Source records
++++++++

PR #1590, opened 2023-08-17
Subaru: infrastructure to support the new angle based controllers

jnewb1:


tests/safety/test_subaru.py
```diff
@@ -162,6 +163,30 @@ def _torque_cmd_msg(self, torque, steer_req=1):
...
+    return self.packer.make_can_msg_panda("ES_LKAS_ANGLE", 0, values)
+
+  def _angle_meas_msg(self, angle):
+    values = {"Steering_Angle": angle}
+    return self.packer.make_can_msg_panda("Steering_Torque", 0, values)
+
+  def _pcm_status_msg(self, enable):
+    values = {"Cruise_Activated": enable}
+    return self.packer.make_can_msg_panda("ES_Status", self.ALT_CAM_BUS, values)
+
```
sshane, line 188: So we've figured out that ES_Status->Cruise_Activated has none of the issues I *thought* I found?

board/safety/safety_subaru.h
```diff
@@ -216,6 +230,15 @@ static int subaru_tx_hook(CANPacket_t *to_send) {
     violation |= steer_torque_cmd_checks(desired_torque, -1, limits);
   }
 
+  if (addr == MSG_SUBARU_ES_LKAS_ANGLE) {
+    int desired_angle = (GET_BYTES(to_send, 5, 3) & 0x1FFFFU);
+    desired_angle = to_signed(desired_angle, 17);
+    bool lkas_request = GET_BIT(to_send, 12U);
+
+    const SteeringLimits limits = SUBARU_ANGLE_STEERING_LIMITS;
+    violation |= steer_angle_cmd_checks(desired_angle, lkas_request, limits);
```
sshane, line 239: does the command angle from the stock system go to 0 when disabled, or matches the meas angle, and is it limited to a certain degree? On Toyota LTA for example, it matched meas, stopping at 95 degrees. Anything higher and it faulted the EPS

jnewb1: IIRC it follows the measured steering angle, at least to 300 deg. I'll double check that though

tests/safety/test_subaru.py
jnewb1: It doesn't appear to have the same issue:

https://github.com/commaai/panda/pull/1187#issuecomment-1641283653

sshane: The EyeSight system must listen to at least a fault signal from the PCM, we should find that and log it all the time. Then log the fault bits from the camera only when not openpilotLongitudinalControl (as long as we can control with them set)

martinl: when looking at gen2 CAN network diagram https://github.com/martinl/openpilot/wiki/CAN-Network-diagrams#2020my-outbacklegacy-can-diagram the message that contains the PCM fault signal (previously CruiseControl) should be sent by VDC CM on CAN1. I hope it helps narrowing it down

board/safety/safety_subaru.h
jnewb1: It tracks the angle at least between -433 and 395, I will try and get a route with lock to lock from someone

f3b34c0d2632aa83|2023-07-23--18-57-25
image

jnewb1:
Going to go ahead and merge the infrastructure since it will be required anyway.

board/safety/safety_subaru.h
```diff
@@ -13,6 +13,17 @@
...
+  .angle_deg_to_can = 100,
+  .angle_rate_up_lookup = {
+    {0., 5., 15.},
+    {5., .8, .15}
+  },
+  .angle_rate_down_lookup = {
+    {0., 5., 15.},
+    {5., 3.5, .4}
+  },
+};
```
sshane, line 26: We are trying to reduce complexity by only using two breakpoints, and improve safety by limiting the low speed limit to roughly 3 m/s^3 max at high speed (~75 mph)

board/safety/safety_subaru.h
```diff
@@ -255,7 +278,8 @@ static const addr_checks* subaru_init(uint16_t param) {
   subaru_gen2 = GET_FLAG(param, SUBARU_PARAM_GEN2);
 
 #ifdef ALLOW_DEBUG
-  subaru_longitudinal = GET_FLAG(param, SUBARU_PARAM_LONGITUDINAL) && !subaru_gen2;
+  subaru_longitudinal = GET_FLAG(param, SUBARU_PARAM_LONGITUDINAL);
+  subaru_lkas_angle = GET_FLAG(param, SUBARU_PARAM_LKAS_ANGLE);
```
sshane, line 282: why do we allow longitudinal now?

tests/safety/test_subaru.py
```diff
@@ -151,6 +152,30 @@ def _torque_cmd_msg(self, torque, steer_req=1):
...
+    values = {"LKAS_Output": angle, "LKAS_Request": enabled}
+    return self.packer.make_can_msg_panda("ES_LKAS_ANGLE", 0, values)
+
+  def _angle_meas_msg(self, angle):
+    values = {"Steering_Angle": angle}
+    return self.packer.make_can_msg_panda("Steering_Torque", 0, values)
+
+  def _pcm_status_msg(self, enable):
+    values = {"Cruise_Activated": enable}
+    return self.packer.make_can_msg_panda("ES_Status", self.ALT_CAM_BUS, values)
```
sshane, line 176: I would have split out the code to support the new PCM status message from this angle PR. This changes a lot.

PR #1591, opened 2023-08-17
body: set vehicle_moving

sshane:
this has no effect on safety, this only matches what openpilot sets.


board/safety/safety_body.h
```diff
@@ -11,6 +11,9 @@ static int body_rx_hook(CANPacket_t *to_push) {
 
   bool valid = addr_safety_check(to_push, &body_rx_checks, NULL, NULL, NULL, NULL);
 
+  // body always assumed to be moving
```
sshane, line 14:
```suggestion
  // body is never at standstill
```

PR #1595, opened 2023-08-21
SCons: add option to load git revision from file

jnewb1:
Sometimes when building OP, we only copy the files of the submodules, not the full .git history (ex: https://github.com/commaai/openpilot/pull/29436)

In these cases, git rev-parse fails and we get a cache miss. I instead propose we support loading .git_version from a file, which will allow us to maintain the cache by creating and copying this file manually before build

Loading the full .git history into the docker container will bloat the size of the image


adeebshihadeh:
CI shouldn’t be a special case like this.

PR #1597, opened 2023-08-21
H7: clean up peripherals.h

briskspirit:
We call detect_board() before current_board->init() so no need for that code (and already being initialized as analog, so should save some power too)
@robbederks agree?


robbederks:
lgtm!

robbederks (approved):

PR #1609, opened 2023-08-26
remove rx check for legacy safety mode car

multikyd:
2017 Optima Hybrid fails for checking the 1057 address.


multikyd:
Optima Hybrid 2017 has failed to check the address 1057.

sshane:
Unfortunately your checksum for SCC12/0x421 is slightly different than the other cars. You'll have to first figure out the new algorithm (it looks very similar, there's only an offset between other cars and your car), and then understand why it's different.

One thing I noticed is your car sets bits in byte 6 of SCC12, while our Optima does not (related to AEB status).

visualscopepro:
don't know if it's the right place, i got a KIA_OPTIMA_H car (optima PHEV 2017 from europe), i see that i will use it in dashcam mode for problems in radar checksum, any way i can help for full support? thanks!

PR #1613, opened 2023-08-28
Subaru: add steer req bit test

jnewb1:


sshane:
Like adeeb mentioned in the other PR, it's worth more than a PR to just do one. A test asserting it can't be unset would prevent confusions where we think there's safety applied to https://github.com/commaai/openpilot/pull/29116 but there's not.

jyoung8607:
> Can you also see if it makes sense to set it on all other torque safety modes and test it explicitly, so we never forget to set this properly?

If you move forward with this, VW will need a frame or two of tolerance due to our lockout mitigations.

sshane:
I'll have to check how what VW does, but it looks semi similar to the other ports' workarounds.

Issue #1621, opened 2023-08-30
safety tests: check steer request bit for all cars


sshane:
Related: https://github.com/commaai/panda/pull/1613

- [x] ~~Mazda https://github.com/commaai/panda/pull/1627~~
- [x] Chrysler https://github.com/commaai/panda/pull/1628
- [x] GM https://github.com/commaai/panda/pull/1629
- [x] Subaru - https://github.com/commaai/panda/pull/1613
- [x] Subaru Pre-global - https://github.com/commaai/panda/pull/1626
- [x] Volkswagen MQB https://github.com/commaai/panda/pull/1631
- [x] Volkswagen PQ https://github.com/commaai/panda/pull/1630

Then:
- [ ] Add test to ensure it's never unset - https://github.com/commaai/panda/pull/1625

PR #1625, opened 2023-08-31
Safety: assert that we use the steering req bit

jnewb1:
TODO:

- [x] verify all of these and split into PR for each
- [ ] ~~VW needs to control this bit for fault avoidance, any others?~~

https://github.com/commaai/panda/issues/1621


jnewb1:
just missing vw now

sshane:
example failure catching a safety mode not setting steer_req

```python
======================================================================
FAIL: test_steer_req_bit (__main__.TestGmCameraSafety.test_steer_req_bit)
Asserts all torque safety modes check the steering request bit
----------------------------------------------------------------------
  File "/home/batman/openpilot/panda/tests/safety/common.py", line 300, in test_steer_req_bit
    self.assertFalse(self._tx(self._torque_cmd_msg(self.MAX_TORQUE, 0)))
AssertionError: 1 is not false
```

sshane:
Changed the test to not modify the safety code, think it's better not to add a variable that's not used anywhere in the safety -- as it's more likely prone to bugs (was missing from the init/reset function).

tests/safety/common.py
```diff
@@ -283,6 +285,22 @@ def test_non_realtime_limit_up(self):
...
 
+  def test_steer_req_bit(self):
+    """Asserts all torque safety modes check the steering request bit"""
+    if self.NO_STEER_REQ_BIT:
+      raise unittest.SkipTest("No steering request bit")
+
+    self.safety.set_controls_allowed(True)
+    self._set_prev_torque(self.MAX_TORQUE)
+
+    # Send torque successfully, then only drop the request bit and ensure it's blocked
```
sshane, line 296:
```suggestion
    # Send torque successfully, then only drop the request bit and ensure it stays blocked
```

PR #1627, opened 2023-08-31
Mazda: check steer req bit

jnewb1:


jnewb1:
I don't think mazda has this bit? Not seeing anything change when ACC is activated

board/safety/safety_mazda.h
```diff
@@ -89,7 +89,9 @@ static int mazda_tx_hook(CANPacket_t *to_send) {
     if (addr == MAZDA_LKAS) {
       int desired_torque = (((GET_BYTE(to_send, 0) & 0x0FU) << 8) | GET_BYTE(to_send, 1)) - 2048U;
 
-      if (steer_torque_cmd_checks(desired_torque, -1, MAZDA_STEERING_LIMITS)) {
+      bool steer_req = (desired_torque != 0);
```
adeebshihadeh, line 92: if the bit doesn't exist, we shouldn't pretend like it does

PR #465, opened 2021-05-07
chore: add basic bazel support

mhevery:
## Description

Adds basic Bazel support to get the discussion going.


WORKSPACE
```diff
@@ -0,0 +1,58 @@
...
+# Check the rules_nodejs version and download npm dependencies
+# Note: bazel (version 2 and after) will check the .bazelversion file so we don't need to
+# assert on that.
+load("@build_bazel_rules_nodejs//:index.bzl", "check_rules_nodejs_version", "node_repositories", "npm_install")
+
+check_rules_nodejs_version(minimum_version_string = "2.2.0")
+
+# Setup the Node.js toolchain
+node_repositories(
+    node_version = "15.0.0",
```
Dkendal, line 26: We're currently on node v12 / v10 in production, and the majority of packages use the < v14 / npm6 lockfile.

WORKSPACE
```diff
@@ -0,0 +1,58 @@
...
+
+# Bellow is an example of how we could run more than one npm install in a project.
+#
+# For now we have decided to have a single node_modules at the root because it centralizes
+# our dependencies and is more inline with mono-repo.
+#
+# TODO(npm): make sure that the package.json in individual packages/*/package.json have
+#       consistent versions from the global one. This will most likely have to be don
+#       by having those files generated from the main package.json.
+#
```
Dkendal, line 45: This would be nice one day :smile:

package.json
```diff
@@ -1,15 +1,38 @@
 {
   "private": true,
   "devDependencies": {
+    "@angular/common": "^11.2.13",
```
Dkendal, line 4: Are the angular dependencies supposed to be pulled up onto the root package.json? Or are these hoisted from packages/angular?

Dkendal:
Awesome! Can't wait to have a more well managed repo :)

WORKSPACE
steve8708: latest LTE is 14 so maybe we go w/ that

steve8708 (approved):

.bazelignore
```diff
@@ -0,0 +1,24 @@
...
+packages/native/node_modules
+packages/plugin-loader/node_modules
+packages/react/node_modules
+packages/shopify/node_modules
+packages/storybook/node_modules
+packages/utils/node_modules
+packages/vue/node_modules
+packages/webcomponents/node_modules
+packages/widgets/node_modules
+packages/wordpress/node_modules
```
steve8708, line 24: dang, I take it bazelignore doesn't take wildcards or any other type of pattern to block out all node_modules like we can in gitignore/npmignore?

Dkendal: Doesn't look like it https://github.com/bazelbuild/bazel/issues/7093

mhevery: unfortunately does not. :-(

package.json
mhevery: Right, so this is one of the discussions we should have.

There are two schools of thought on this one, and both have pros/cons:
- In mono-repo you should have a one-version policy and there fore you should have one place to manage all of your versions etc... The downside is that you will need to have a way to make package.json for individual sub-packages. This is what Angular uses.
- The other option is to have a mano-repo, but really have a different version for each sub-package. Which I think is what you are suggesting.


A generously don't know what the right answer is here. I have discussed this for a bit with @steve8708 and we decided to go the first route, but I think it is a bit riskier. But would love to know what other opinions are.

WORKSPACE
mhevery: Right, so the decision to make is:
1) do we want to centrally manage the versions?
2) or do we want to have sub-packages in each folder? 

(see my other comment)

WORKSPACE
mhevery: 👍

package.json
mhevery: Mono-repo does not really mean anything. It is whatever you define it to be.
Yes I went down path 1 where the versions are shared between packages but ran into an issue, so I am abandoning it and going down path 2 which is what you are advocating here.

packages/angular/ng-package.json
```diff
@@ -1,5 +1,6 @@
 {
   "$schema": "./node_modules/ng-packagr/ng-package.schema.json",
+  "dest": "../../bazel-out/darwin-fastbuild/bin/packages/angular/ng-pkg",
```
mhevery, line 3: This is a hack and needs to be properly fixed. Still discussing with @alexeagle on how best to do this.

PR #477, opened 2021-05-25
handle JSON parse errors in node.js

### LINKED ISSUE #476: Hard crash when `JSON.parse` receives non-JSON content
I was testing query parameters with the Builder SDK when apparently I tested too many iterations and Google blocked me from further queries...

I get this error in my terminal
```
undefined:1
<html><head><meta http-equiv="content-type" content="text/html; charset=utf-8"/><title>Sorry...</title><style> body { font-family: verdana, arial, sans-serif; background-color: #fff; color: #000; }</style></head><body><div><table><tr><td><b><font face=sans-serif size=10><font color=#4285f4>G</font><font color=#ea4335>o</font><font color=#fbbc05>o</font><font color=#4285f4>g</font><font color=#34a853>l</font><font color=#ea4335>e</font></font></b></td><td style="text-align: left; vertical-align: bottom; padding-bottom: 15px; width: 50%"><div style="border-bottom: 1px solid #dfdfdf;">Sorry...</div></td></tr></table></div><div style="margin-left: 4em;"><h1>We're sorry...</h1><p>... but your computer or network may be sending automated queries. To protect our users, we can't process your request right now.</p></div><div style="margin-left: 4em;">See <a href="https://support.google.com/websearch/answer/86640">Google Help</a> for more information.<br/><br/></div><div style="text-align: center; border-top: 1px solid #dfdfdf;"><a href="https://www.google.com">Google Home</a></div></body></html>
^

SyntaxError: Unexpected token < in JSON at position 0
    at JSON.parse (<anonymous>)
    at IncomingMessage.<anonymous> (/Users/tony/code/project/node_modules/@builder.io/sdk/dist/index.cjs.js:2060:34)
    at IncomingMessage.emit (events.js:327:22)
    at IncomingMessage.EventEmitter.emit (domain.js:486:12)
    at endReadableNT (_stream_readable.js:1327:12)
    at processTicksAndRejections (internal/process/task_queues.js:80:21)
error Command failed with exit code 1.
```

Which renders into this 
image

While this is a bit of a pain, I can understand this. They think I'm a bot and they're protecting your infrastructure. I suspect I'll be allowed to query again soon.

The issue I have is that this error causes our app to hard crash and even though the `builder.get` is wrapped in a try/catch the line `@builder.io/sdk/dist/index.cjs.js:2060:34` still manages to hard crash the process. Our error handling doesn't get a chance to catch the error.

I believe this might be related the an outage we experienced a few days ago too where non-JSON content from an `Internal Error` was being thrown.

steve8708:
fixes #476

### DIFF
--- a/packages/core/src/builder.class.ts
+++ b/packages/core/src/builder.class.ts
@@ -1939,7 +1939,11 @@ export class Builder {
 
           // The whole response has been received. Print out the result.
           resp.on('end', () => {
-            resolve(JSON.parse(data));
+            try {
+              resolve(JSON.parse(data));
+            } catch (err) {
+              reject(err)
+            }
           });
         })
         .on('error', (error: any) => {
--- a/packages/core/src/builder.class.ts
+++ b/packages/core/src/builder.class.ts
@@ -1942,7 +1942,7 @@ export class Builder {
             try {
               resolve(JSON.parse(data));
             } catch (err) {
-              reject(err)
+              reject(err);
             }
           });
         })


mandx (approved):

mhevery (approved):

mrkoreye (approved):

steve8708:
published to NPM in `@builder.io/sdk@1.1.23-11` and `@builder.io/react@1.1.45-23`

packages/core/src/builder.class.ts
```diff
@@ -1939,7 +1939,11 @@ export class Builder {
 
           // The whole response has been received. Print out the result.
           resp.on('end', () => {
-            resolve(JSON.parse(data));
+            try {
+              resolve(JSON.parse(data));
+            } catch (err) {
+              reject(err);
```
ap-shahar, line 1945: @steve8708 in the past based on the bug @tonytamps reported #476  we used to get data as an HTML page if the machine that's running the query flagged as a bot. This PR seems to be fixing the crash, but we would still reject here which is why on our code what happens is:
```
builder
 .get(model, builderOptions)
 .promise()
 .then((res) => {
   // This code is never reached
  })
  .catch((ex) => {
    // This is where we log the unexpected token
   })
```
and the error we get in the rejection fits a JSON.parse exception `Unexpected token < in JSON at position 0`.

this seems to be the root cause of the outage in the last week of October. What can we change on our end to use the SDK in such a way that we won't get flagged as a bot by any of your services?

steve8708: ah yes - in the cases where we failed to fetch data, I believe the above behavior is correct right? `.catch` will run forwarding whatever unexpected error occurred, as opposed to `.then` as it was not a success

re: bot detection, we actually found out what the issue was and fortunately it was not bot detection. Fastly had a POP node with a poisoned cache that was not being purged correctly. the reason that switching off of the SDK and to the REST APIs circumvented this is that the API parameters sent manually are slightly different than what the SDK sends so we didn't have any more usage of the poisoned caches (as the full URL is the cache key)

will have more info for you on this later

PR #480, opened 2021-05-28
Fix broken link to renamed dropdown selector and cleanup example url

michaelfavia:
## Description
My entry for the trivial patch of the month club. Was just walking through the docs and hit a broken link. I know its alot to keep in sync so thought I might lend a quick hand.


steve8708:
Great catch, thanks @michaelfavia !

PR #491, opened 2021-06-11
update nextjs-amp example, add preconfigured clone and make it previe…

teleaziz:
…wable/editable under editor


examples/next-js-amp/pages/preview.js
```diff
@@ -0,0 +1,5 @@
+export const config = { amp: 'hybrid'};
+
+import page from './[[...path]]';
+
+export default page;
```
mandx, line 5: Is this `/preview` route needed for previewing in the Builder editor?

mandx (approved):
Maybe run this through `prettier`?

examples/next-js-amp/pages/preview.js
teleaziz: yeah it simulates amp and it's a lot closer to the end result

++++++++

REQUIRED WORK: Starting with the line that holds "- [x] Chrysler" and ending with the line that holds "- [x] Volkswagen MQB", retype every line in the data above exactly, and nothing else.

RESULT OF THIS TASK:
- [x] Chrysler https://github.com/commaai/panda/pull/1628
- [x] GM https://github.com/commaai/panda/pull/1629
- [x] Subaru - https://github.com/commaai/panda/pull/1613
- [x] Subaru Pre-global - https://github.com/commaai/panda/pull/1626
- [x] Volkswagen MQB https://github.com/commaai/panda/pull/1631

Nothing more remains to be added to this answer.